Spatial organization and division of labour in the bumblebee Bombus impatiens

Jennifer M. Jandt, Anna Dornhaus

Research output: Contribution to journalArticlepeer-review

123 Scopus citations


Individuals in many types of animal groups show both reproductive and task-related division of labour. In some social insect species, such division of labour may be related to the spatial organization of workers inside the nest.
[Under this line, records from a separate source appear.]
PR #694, opened 2016-01-18
adapter for Asyncio 

appetito:
Hi!

 I made port of Twisted adapter for asyncio. Currently it is not testet well, but works for me.

### DIFF
--- a/pika/adapters/asyncio_connection.py
+++ b/pika/adapters/asyncio_connection.py
@@ -391,9 +391,10 @@ class AsyncioProtocolConnection(base_connection.BaseConnection):
 
     """
 
-    def __init__(self, parameters, loop=None):
+    def __init__(self, parameters, loop=None, connection_lost_callback=None):
         self.ready = asyncio.Future()
         loop = loop or asyncio.get_event_loop()
+        self.connection_lost_callback = connection_lost_callback
         super().__init__(
             parameters=parameters,
             on_open_callback=self.connection_ready,
@@ -454,6 +455,10 @@ class AsyncioProtocolConnection(base_connection.BaseConnection):
         d, self.ready = self.ready, None
         if d:
             d.set_exception(reason)
+        else:
+            # Let client to handle disconnect
+            if self.connection_lost_callback:
+                self.connection_lost_callback(reason)
 
     def connection_made(self, transport):
         # Tell everyone we're connected
--- a/pika/adapters/asyncio_connection.py
+++ b/pika/adapters/asyncio_connection.py
@@ -229,7 +229,7 @@ class IOLoopAdapter:
 
         :param int deadline: The number of seconds to wait to call callback
         :param method callback_method: The callback method
-        :rtype: twisted.internet.interfaces.IDelayedCall
+        :rtype: asyncio.Handle
 
         """
         return self.loop.call_later(deadline, callback_method)
@@ -237,7 +237,7 @@ class IOLoopAdapter:
     def remove_timeout(self, call):
         """Remove a call
 
-        :param twisted.internet.interfaces.IDelayedCall call: The call to cancel
+        :param asyncio.Handle call: The call to cancel
 
         """
         call.cancel()
@@ -259,7 +259,7 @@ class IOLoopAdapter:
     def remove_handler(self, _):
         # The fileno is irrelevant, as it's the connection's job to provide it
         # to the loop when asked to do so. Removing the handler from the
-        # ioloop is removing it from the loop in Twisted's parlance.
+        # ioloop is removing it from the loop in acyncio's parlance.
         self.loop.remove_reader(self.connection.fileno())
         self.loop.remove_writer(self.connection.fileno())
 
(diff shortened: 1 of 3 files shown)


pika/adapters/asyncio_connection.py
```diff
@@ -0,0 +1,476 @@
...
+    def close(self, reason):
+        self.closed = reason
+        while self._getters:
+            waiter = self._getters.popleft()
+            if not waiter.done():
+                waiter.set_exception(reason)
+        self._queue.clear()
+
+
+class AsyncioChannel:
```
vitaly-krugl: This should probably use modern-style class declaration and be derived from `object`.

pika/adapters/asyncio_connection.py
```diff
@@ -0,0 +1,476 @@
...
+        if event_state & self.connection.WRITE:
+            self.loop.add_writer(self.connection.fileno(), self._handle_write)
+
+
+class AsyncioProtocolConnection(base_connection.BaseConnection):
+    """A hybrid between a Pika Connection and a acyncio Protocol. Allows using
+    asyncio's non-blocking loop.create_connection method for connecting to the
+    server.
+
+    It has one caveat: AcyncioProtocolConnection objects have a ready
```
vitaly-krugl: If this class could be made compatible with the other async adapters, such as SelectConnection, TornadoConnection, and LibevConnection, then it could easily integrate with and take advantage of the existing acceptance testing logic in tests/acceptance/async_adapter_tests.py

pika/adapters/asyncio_connection.py
appetito: it is for python3 only - all classes are modern-style)

pika/adapters/asyncio_connection.py
appetito: This adapter use different approach then  SelectConnection or TornadoConnection, so i suppose existing acceptance testing logic may not fit to him

sashas-lb:
what is the status of this change ? is it going to enter the master branch soon ?

vitaly-krugl:
@sashas-lb: it really cannot enter the master branch without a comprehensive test suite. It's impossible to maintain, otherwise.

pika/adapters/asyncio_connection.py
vitaly-krugl: Is it practical to create an adapter that wraps around the new Asyncio adapter and presents an API that is compatible with `SelectConnection`, which could then be plugged into the existing async acceptance test suite? If not, then a dedicated comprehensive test suite is needed for this adapter, just as there is one for `BlockingConnection`. The comprehensive test suite needs to include both acceptance and unit tests. This is necessary for maintainability of the Asyncio adapter.

carlosefr:
We're using this adapter out-of-tree and haven't had any issues up to now. I've been looking around a bit, mostly to get a feeling of how much work would be involved in properly testing this to maybe help it move forward.

I've reached two conclusions:

1. The amount of work involved would be enormous. Even if there is a way to wrap this adapter in something that can be integrated into the existing test suite, it's very hard to even begin because what needs to be implemented for this to work is far from clear. Existing adapters don't seem to help much here.
2. Being based on the Twisted adapter, it would seem that the better course of action would be to try using the same tests as it does. However, it looks like the Twisted adapter also has little to no tests.

This is a catch-22 situation: The adapter doesn't get included because it would require "a comprehensive test suite" but that's so much work that the chances of it happening are close to none.

On the other hand, including it would be the only way of giving it a fighting chance of getting a minimum amount of tests. At least the same chance the Twisted adapter currently has.

Why not include it as experimental with no maintenance guarantees? Right now it pays off to fix it out-of-tree if it breaks. At least this would give some incentive to fix it in a centralized location.

vitaly-krugl:
I added a comprehensive test suite single-handedly when I rewrote the BlockingConnection adapter, so it can be done if someone is sufficiently motivated.

The twisted adapter and others without sufficient test coverage have a history of breaking and being unstable. It was a conscious decision taken by @gmr and myself to not allow this to happen again in this project.

vitaly-krugl:
@carlosefr, my recommendation is to start writing tests and see how far you you will get. I think you might be surprised by how much progress you will make, as was I when working on BlockingConnection rewrite.

Comprehensive tests have another benefit: they server as code examples and lend stability to the API, helping catch accidental changes of the API.

carlosefr:
I'm not advocating against tests, far from it. Nor am I advocating that it's somehow unreasonable to request that contributions be accompanied with proper tests. But, as with everything, context matters and Pika doesn't provide the proper context for this to be a feasible requirement.

Allow me to elaborate on what I mean by this and I apologise beforehand if it happens to read a bit too harsh or if I repeat bit of my previous comment.

Pika is sufficiently documented if you're consuming its user-facing API, but is seriously lacking if you're looking to extend it (i.e. there is no documentation at all). I've spent a number of hours browsing adapter code and tests and got nowhere. I can't tell what's the interface adapters are supposed to be implementing, nor what a "complete" adapter is supposed to look like. The actual interface is whatever the adapters want it to be, it seems.

Proper testing in this scenario means either a **full test suite** for each adapter or understanding the core bits that are already being tested otherwise. The first option requires a deep level of knowledge in AMQP features and behavior while both options require a **core-developer knowledge** of Pika. There's no way to justify the time investment, mostly because there's no way to estimate an upper bound for that investment and trying to estimate it is already a significant investment by itself.

Other projects enforcing proper test requirements don't have such a wide gap between the effort of contributing something and building the tests to go along with it. This makes it an impossible proposition for outside contributions as most of them will be of the "scratch one's own itch" kind.

Per my experience, most contributors to open-source projects are "drive-by shooters" that won't even reply after the initial patch or pull-request. A small percentage will be willing to add the extra effort to clean the patch up and write tests but, if that requires more than twice the effort, you'll find that **no one** is willing to do it. And I'm being very optimistic, I think.

TL;DR: Poorly tested code clearly marked as such is better than no code at all. It doesn't even have to work in the future. The simple fact that it's there will attract random fixes from whoever is using it despite the warnings (like myself, which looked into this because of a bug we were having that turned out to be our own code's fault). This alone is worth it, IMHO.

vitaly-krugl:
The core if fairly well tested - either directly or indirectly (via existing BlockingConnection and  async adapter tests).

This leaves:
1. Asyncio API review/acceptance by the project's owner (@gmr); I am not at all versed in AsyncIO yet.
2. Unit tests of the Asyncio adapter code (which is a pretty small adapter as far as the amount of code in it is concerned, so should not be too much effort)
3. Asyncio adapter integration tests (since these are user-level, there should be sufficient documentation and existing integration tests can serve as template).

vitaly-krugl:
P.S., I agree that the core could be better documented. While rewriting the BlockingConnection adapter, I made an effort to improve the quality of docstrings in the core and elsewhere where I had trouble understanding during my development effort.

pika/adapters/asyncio_connection.py
dmacnet: This code fails to pass the passed-in asyncio loop to the Future() calls, so it hangs when yielding from .ready if you're not using the default loop.

janLo:
What is the status of this PR? Is it going to get merged anytime soon? Or is there another option available to use pika with asyncio?

michaelklishin:
Note that asyncio adapter was also contributed in #768 and later #805, the latter of which was merged.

We examined colonies of bumblebees and found that (1) 11-13% of workers maintained small spatial fidelity zones inside the nest, and all workers tended to remain at a specific distance from the colony centre independent of their age; (2) smaller individuals maintained smaller spatial zones and tended to be closer to the centre; and (3) individuals that were more likely to perform the in-nest task of larval feeding tended to remain in the centre of the nest, whereas foragers were more often found on the periphery of the nest when not foraging. Individuals that performed other tasks did not maintain a predictable distance to the centre, and there was no evidence that spatial preferences changed over time. Instead, spatial patterns may result from inherent differences between individuals in terms of activity level, and may be a self-organized sorting mechanism that influences division of labour among workers.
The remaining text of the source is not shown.